*What to produce*
Go through the data line by line from the top, retyping each exactly, and end with the line that contains "clears the toolbar.".

Stored items:
PR #11962, opened 2026-06-26
refactor(plugin-masonry): rename MasonryContainer to MasonryArticle + center capped masonry grid

richburdon:
## What

- **Rename** the container `MasonryContainer` → `MasonryArticle` (matches the `Article` surface-role suffix convention). Updates the directory, both `.tsx`/`.stories.tsx`, the bridge `index.ts`, `containers/index.ts` lazy export, and `react-surface.tsx`.
- **`pt-trim-md` on `Panel.Content`** in the masonry article so the grid clears the toolbar.
- **Center the masonry grid and cap column width** in `react-ui-masonry`'s `Masonry.Viewport`, while keeping the scroll container full-width so the scrollbar stays at the extreme right.
- Simplify the `react-ui-masonry` story (drop `fullWidth` / `scrollbars={false}` overrides).

## Why / how

VirtuosoMasonry renders the scroller as a full-width flex row whose column children carry an inline `flexGrow: 1`, so a few columns stretch well past the natural card width (or leave large gaps). Constraining the scroller itself would move the scrollbar inward.

Instead the columns are capped at `maxColumnWidth` via Tailwind classes (`[&>div]:max-w-[var(--dx-masonry-column-max)]`, with the var set from the `maxColumnWidth` prop) and the row is centered with `justify-center`. Columns grow to fill but stop at the card max width; leftover space becomes symmetric margins. No additional measurement is introduced — it reuses the already-computed `columnCount` / `maxColumnWidth`.

## Verification

Built + linted `react-ui-masonry` and `plugin-masonry` (green). Verified layout via DOM geometry in storybook:
- 1400px viewport → 4 columns filling at 337px, symmetric 8px margins.
- 820px viewport → 2 columns capped at 352px (22rem), symmetric 52px margins, scroller stays full-width.

The only new cast is `as CSSProperties` for the CSS custom property `--dx-masonry-column-max` (not part of the `CSSProperties` type) — mirrors the existing `ScrollArea.tsx` idiom for `--scroll-width`.

## Summary by CodeRabbit

* **New Features**
  * Masonry layout now centers the visible content within the viewport while preserving full-width scrolling.
  * Masonry columns are capped to a consistent maximum width for a more polished look.

* **Bug Fixes**
  * Improved alignment and spacing for more predictable rendering across varying content sizes.

* **Changes**
  * Updated the masonry rendering component naming (now uses the new “MasonryArticle” container), including Storybook and related rendering updates.


richburdon:
> Exported `MasonryArticleProps` is unused and diverges from the inline prop type.

Addressed in a67dbe7609 — `MasonryArticle` now uses the exported `MasonryArticleProps` as its signature, and the `view` field is unified to `View.View | Ref.Ref<View.View>`. Build + lint pass.

PR #11970, opened 2026-06-26
feat(echo): add Text CRDT namespace for string editing

dmaretskyi:
## Summary

Adds a new **`Text` namespace** to `@dxos/echo` that provides string CRDT editing addressed by `(obj, path)` — the same addressing model as `Obj.getValue` / `Obj.setValue`, used **inside `Obj.update`** and symmetric with array `splice`.

Editing a collaborative string previously required dropping to the low-level accessor layer (`Doc.createAccessor` + `A.updateText` / `A.splice`), which is verbose, bypasses `Obj.update` batching, and leaks Automerge concepts into call sites. The new API closes that gap.

### Public API (`@dxos/echo` → `Text`)

```ts
// Must be called inside Obj.update(obj, () => { ... }).
Text.update(obj, path, newText): void                       // minimal diff (db) / assign (in-mem)
Text.splice(obj, path, start, deleteCount, insert?): string // char-index; mirrors Array.splice; returns removed
Text.applyEdits(obj, path, edits): string                   // find/replace edits; returns full resulting string

type Edit = { oldString?: string; newString: string; replaceAll?: boolean };
```

`path` accepts a key-path array or a single `string | number` key.

### How it works

Strings are JS primitives, so there is no value-level proxy to intercept — dispatch keys off the **object** proxy plus `path`, delegating to new optional methods on the shared `ReactiveHandler` interface:

- **Database-backed objects** (`EchoReactiveHandler`) → delegate to Automerge: `A.updateText` / `A.splice`. This produces minimal-delta edits that preserve cursors/anchors and merge cleanly with concurrent edits.
- **In-memory objects** (`TypedReactiveHandler`, `Obj.make`) → read-modify-write on the plain string, notifying through the same batched path the `set` trap uses.

The public `Text` module reaches both polymorphically via `getProxyHandler` / `getProxyTarget`, so `@dxos/echo` takes **no** dependency on `@dxos/echo-client` or `@automerge/automerge` — all Automerge work stays inside `EchoReactiveHandler`.

Splice indices are clamped to `Array.prototype.splice` semantics (negative `start` from the end, past-end appends, `deleteCount` bounded) via a shared `normalizeSpliceRange` helper, so both backends behave identically (Automerge's `splice` otherwise throws on out-of-range indices).

**Strict mode:** every `Text` mutation must run inside an active `Obj.update` change context, mirroring the array/`set`-trap behavior.

### Markdown migration

`plugin-markdown`'s update operation now uses `Obj.update` + `Text.applyEdits` instead of the low-level `Doc.createAccessor` + `applyEdits` path. The existing `@dxos/echo-doc` accessor/cursor helpers are left untouched (orthogonal and additive).

## Tests

- **`@dxos/echo`** (`src/Text.test.ts`, in-memory): update/splice/applyEdits, index semantics incl. past-end/zero-delete, strict mode, reactivity (one notification per batch), nested paths.
- **`@dxos/echo-client`** (`src/echo-handler/text-crdt.test.ts`, Automerge): same mutation matrix plus minimal-delta semantics — a cursor anchored elsewhere survives an edit (which a whole-string replace would invalidate).

## Verification

- `moon run echo:build` / `echo-client:build` / `plugin-markdown:build` ✅
- `echo:test` (427 passed), `echo-client:test` (599 passed + 12 new), `plugin-markdown:test` ✅
- `moon run :lint --fix` clean ✅
- Cast audit clean (no new `as any`/`as unknown`/non-null assertions) ✅

https://claude.ai/code/session_011NmA4PckqmxjhcMoxkymyv

---
_Generated by [Claude Code](https://claude.ai/code/session_011NmA4PckqmxjhcMoxkymyv)_

## Summary by CodeRabbit

* **New Features**
  * Added a public `Text` API for string fields with `update`, `splice`, and `apply` (including `replaceAll` and nested key-path support).
  * Enabled string text mutations in reactive handlers and added dedicated error types for unsupported operations and missing edits.
  * Updated markdown editing to use the new `Text.apply` workflow.

* **Bug Fixes**
  * Added `Text` strict-mode enforcement (mutations now fail outside the allowed update flow).
  * Normalized splice ranges to match Array-like semantics and improved failure behavior when replacements can’t be located.


packages/core/echo/echo-client/src/echo-handler/text-crdt.test.ts
```diff
@@ -0,0 +1,144 @@
...
+
+import { Obj, Text } from '@dxos/echo';
+import { TestSchema } from '@dxos/echo/testing';
+
+import { createObject, getObjectCore } from './echo-handler';
+
+// Materialize an Automerge-backed object (dispatches through `EchoReactiveHandler`).
+const make = (value: string) => createObject(Obj.make(TestSchema.Example, { string: value }));
+
+describe('Text (Automerge)', () => {
```
dmaretskyi: move this whole suite to echo-client-e2e and use testdatabaselayer

packages/core/echo/echo/src/Text.ts
```diff
@@ -0,0 +1,116 @@
...
+// @import-as-namespace
+
+import * as Err from './Err';
+import * as internal from './internal';
+import * as Obj from './Obj';
+
+/**
+ * A key path addressing a string value within an object, mirroring `Obj.getValue` / `Obj.setValue`.
+ */
+export type KeyPath = readonly (string | number)[];
```
dmaretskyi, line 14: @richburdon @wittjosiah question to you: should this be its own module or rolled up into Obj.updateText / Obj.spliceText?

note that Obj.getValue already exsists so there's a precedent for data-level helpers in Obj module

packages/core/echo/echo-client/src/echo-handler/text-crdt.test.ts
dmaretskyi: Done — moved the whole suite to `packages/core/echo/echo-client-e2e/src/text-crdt.test.ts` and rewrote it on `TestDatabaseLayer` + `Database.add` (real DB-backed objects instead of `createObject` materialization). Deleted the old `echo-client/src/echo-handler/text-crdt.test.ts`. Added `@automerge/automerge` to echo-client-e2e for the cursor-survival (minimal-delta) assertions. All 12 cases pass.

---

packages/core/echo/echo/src/Text.ts
```diff
@@ -0,0 +1,116 @@
...
+
+/**
+ * A single find/replace edit applied to a string field. When `oldString` is missing or empty the
+ * `newString` is appended to the end of the current value.
+ */
+export type Edit = {
```
richburdon, line 20: I don't see this referenced in this PR, but your intention is to replace the new packages/core/echo/echo-doc/src/edits.ts correct? I needed to factor out this stuff and create echo-doc, and I still think it makes sense to have a low-level AM package, but I think what you have here is a more principled implemention. Just consider moving it to core/echo/echo-doc.

NOTE: I called it doc, because it goes beyond just text.

packages/core/echo/echo/src/Text.ts
```diff
@@ -0,0 +1,116 @@
...
+/**
+ * Apply a sequence of find/replace {@link Edit}s to the string value at `path`, returning the resulting
+ * full string. Implemented on top of {@link splice} so it works for both backends.
+ *
+ * An edit with a missing or empty `oldString` appends its `newString`. A non-`replaceAll` edit whose
+ * `oldString` is not found throws {@link Err.TextEditNotFoundError}.
+ *
+ * Must be called inside `Obj.update(obj, () => { ... })`.
+ */
+export const applyEdits = (obj: Obj.Unknown, path: KeyPath | string | number, edits: readonly Edit[]): string => {
```
richburdon: Maybe just apply?

packages/core/echo/echo/src/Text.ts
dmaretskyi: Two thoughts: 

1. having an AM-specific API is a good idea -- that's what echo-doc solves
2. text-editing is a core functionality that must be in an echo package that's AM agnostic.

packages/core/echo/echo/src/Text.ts
dmaretskyi: claude, do this

dmaretskyi: Done — renamed `Text.applyEdits` → `Text.apply` across the module, tests, and the markdown call site.

---

PR #11974, opened 2026-06-26
refactor(echo-client): prototype-based ECHO object proxies

dmaretskyi:
## Summary

Lightens the ECHO object proxy modules by giving objects a proper **prototype chain** instead of resolving everything through large `switch`/`case` chains in the proxy traps.

> Rebased onto latest `main` (the package was renamed `echo-db` → `echo-client` and `symbolInternals` now points directly at `ObjectCore`); the refactor is re-applied against that model.

Each ECHO object proxy now has the layering:

```
target (clean)
  └─▶ instanceState   per-object state: [symbolInternals] / [symbolNamespace] / [symbolPath] / [EventId]
        └─▶ Echo{Root,Record}Prototype   shared ECHO system surface (accessors + methods), null-terminated
```

### Why the intermediate `instanceState`

`ProxyHandlerSlot` lets a proxy's handler be reassigned without changing object identity. When handlers write their per-object state as own-properties on the *shared* target, they compete for the target's object shape. Keeping that state on an intermediate `instanceState` object and pointing the target's prototype at it means a handler swap is just a prototype re-point — neither handler perturbs the target's shape.

### What changed (`EchoReactiveHandler`)

- The `get` trap's ~120-line switch collapses to: cross-cutting internal accessors → arrays → `Reflect.has(target, prop)` delegation to the prototype → virtual document-backed data.
- The ECHO system surface (`id`, `[Type]`, `[Schema]`, `[Meta]`, `[Parent]`, relation source/target, `[ChangeId]`, `toJSON`, …) is declared as accessors/methods on `EchoRootPrototype` (root objects) / `EchoRecordPrototype` (nested & meta records). The root/nested distinction is now **structural** rather than re-derived via `isRootDataObject` on every access. Newly-public accessors carry JSDoc.
- Prototypes are **null-terminated** so `Reflect.has` only reports the ECHO surface, preserving today's behaviour for `Object.prototype` members and user data. Meta `createdAt`/`updatedAt` virtual props are preserved.
- A `getPrototypeOf` trap hides the internal prototypes (so `instanceof`/`Object.getPrototypeOf` behave as for a plain object/array).
- The in-place `typed → database` handler swap in `createObject` re-points the prototype to a fresh `instanceState` (preserving the existing reactivity `Event`) and strips own-properties left by the previous handler once migrated into the document — **except** the relation-endpoint proxies, which `EchoDatabase.add` re-reads to re-stamp cross-space/relative refs once the space is known.
- Arrays keep their existing `EchoArray` prototype chain and are exempt from the split.

### Tests

`moon run echo-client:test` → **587 passed, 7 expected-fail, 17 skipped, 2 todo** — identical to the pre-refactor baseline on `main`.

### Follow-up (in this PR)

Converging `TypedReactiveHandler` (in-memory typed objects) onto the same prototype/`instanceState` model — in progress.

https://claude.ai/code/session_01KEbJVxExCkuE4a7KaF6nq7


packages/core/echo/echo-client/src/echo-handler/echo-prototypes.ts
```diff
@@ -0,0 +1,223 @@
...
+ * Recover the raw proxy target from a receiver.
+ * Accessors on the prototypes below run with `this` bound to the receiver, which
+ * is the proxy when reached through the `get`/`set` traps, but the raw target when
+ * a system property is read directly off the target (e.g. internal code).
+ */
+const targetOf = (receiver: any): ProxyTarget => (isProxy(receiver) ? getProxyTarget(receiver) : receiver);
+
+// The handler singleton is injected by the echo-handler module (which imports this
+// one) to avoid a runtime import cycle; the type-only import above is erased.
+let installedHandler: EchoReactiveHandler | undefined;
```
dmaretskyi: ugly, figure out how to fix

packages/core/echo/echo-client/src/echo-handler/echo-prototypes.ts
```diff
@@ -0,0 +1,223 @@
...
+
+/**
+ * Behaviour prototype for root ECHO data objects. Inherits from
+ * {@link EchoRecordPrototype}; the extra members here are the reason a root
+ * object structurally differs from a nested record — replacing the former
+ * `isRootDataObject(target)` branching in the `get`/`has` traps.
+ */
+export const EchoRootPrototype: object = Object.create(EchoRecordPrototype);
+
+Object.defineProperties(EchoRootPrototype, {
```
dmaretskyi: move the implemetation from handler over to the prototype, dont use `object` type -- type it correctly so that methods have corect `this` type

packages/core/echo/echo-client/src/echo-handler/echo-prototypes.ts
```diff
@@ -0,0 +1,223 @@
...
+  }),
+  [SchemaKindId]: getter(function () {
+    return handler().getSchemaKind(targetOf(this), this);
+  }),
+  [StaticTypeSchemaSlot]: getter(function () {
+    return handler().getStaticTypeSchemaSlot(targetOf(this), this);
+  }),
+});
+
+/**
```
dmaretskyi, line 628: also migration other proxy-handlers -- typed one too

packages/core/echo/echo-client/src/echo-handler/echo-prototypes.ts
```diff
@@ -0,0 +1,656 @@
...
+    return getDevtoolsFormatter(this);
+  }
+}
+
+/**
+ * Behaviour prototype for root ECHO data objects. The extra members here are the
+ * reason a root object structurally differs from a nested record — replacing the
+ * former `isRootDataObject(target)` branching in the `get`/`has` traps.
+ */
+export class EchoRoot extends EchoRecord {
```
dmaretskyi, line 528: add constructions to those classes (marked private) and make them throw so its extra-clear this is not supposed to be instantiated

packages/core/echo/echo/src/internal/common/proxy/typed-handler.ts
dmaretskyi: those swithh cases is exactly what I wanted to move onto prototypes

packages/core/echo/echo-client/src/echo-handler/echo-prototypes.ts
```diff
@@ -0,0 +1,656 @@
...
+  const metaTarget = createRecordTarget(createInstanceState(target[symbolInternals], META_NAMESPACE, []));
+  return createProxy(metaTarget, getProxyHandler(self)) as any;
+};
+
+/**
+ * Stored schemas surface through the database schema registry so consumers see the registered
+ * `Type.Type` entity rather than the raw persisted object. Only *persisted* (db-backed) stored
+ * schemas need registration; an entity resolved directly from the registry passes through unchanged.
+ */
+export const handleStoredSchema = (target: ProxyTarget, object: any): any => {
```
dmaretskyi, line 365: is this not already handled by RefResolver? perhaps move it there and make it clean. also kill createRefResolver.middleware

packages/core/echo/echo-client/src/echo-handler/echo-prototypes.ts
```diff
@@ -0,0 +1,656 @@
...
+// reached through a trap); both resolve `[symbolInternals]` to the backing
+// `ObjectCore` via the prototype chain. Methods read state off `this` and
+// delegate the larger read paths to the free functions below — which are shared
+// with the handler's data-path traps, so the implementation has a single home.
+
+//
+// Free functions (the implementation, operating on a proxy target).
+//
+
+const getNamespace = (target: ProxyTarget): string => target[symbolNamespace];
```
dmaretskyi, line 125: I wonder if most of them can go as methods onto the prototype, maybe as private (true #private) ?

packages/core/echo/echo-client/src/echo-handler/echo-prototypes.ts
```diff
@@ -0,0 +1,656 @@
...
+  const database = getEchoDatabase(target[symbolInternals]);
+  if (database) {
+    return resolveStrongDepFromWorkingSet(database, parentDXN);
+  } else {
+    invariant(target[symbolInternals].linkCache);
+    const parentEchoUri = EID.tryParse(parentDXN);
+    const echoUri = parentEchoUri ? EID.getEntityId(parentEchoUri) : undefined;
+    invariant(echoUri);
+    return target[symbolInternals].linkCache.get(echoUri);
+  }
```
dmaretskyi: is see this pattern a lot here. maybe extract this to object core

packages/core/echo/echo-client/src/echo-handler/echo-handler.ts
```diff
@@ -494,12 +456,7 @@ export class EchoReactiveHandler implements ReactiveHandler<ProxyTarget> {
       const newTarget = defaultMap(
         target[symbolInternals].targetsMap,
         targetKey,
-        (): ProxyTarget => ({
-          [symbolInternals]: target[symbolInternals],
-          [symbolPath]: dataPath,
-          [symbolNamespace]: namespace,
-          [EventId]: new Event(),
-        }),
+        (): ProxyTarget => createRecordTarget(createInstanceState(target[symbolInternals], namespace, dataPath)),
```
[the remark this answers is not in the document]
dmaretskyi: Good catch — fixed in 4c850722eb. Derived record and meta proxies now reuse the root target's `EventId` (matching the array path), so subscribers attached to a nested/meta proxy are notified by the central `core.updates` emit. Added a regression test in `subscription.test.ts`.

---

*Response below*
PR #11962, opened 2026-06-26
refactor(plugin-masonry): rename MasonryContainer to MasonryArticle + center capped masonry grid

richburdon:
## What

- **Rename** the container `MasonryContainer` → `MasonryArticle` (matches the `Article` surface-role suffix convention). Updates the directory, both `.tsx`/`.stories.tsx`, the bridge `index.ts`, `containers/index.ts` lazy export, and `react-surface.tsx`.
- **`pt-trim-md` on `Panel.Content`** in the masonry article so the grid clears the toolbar.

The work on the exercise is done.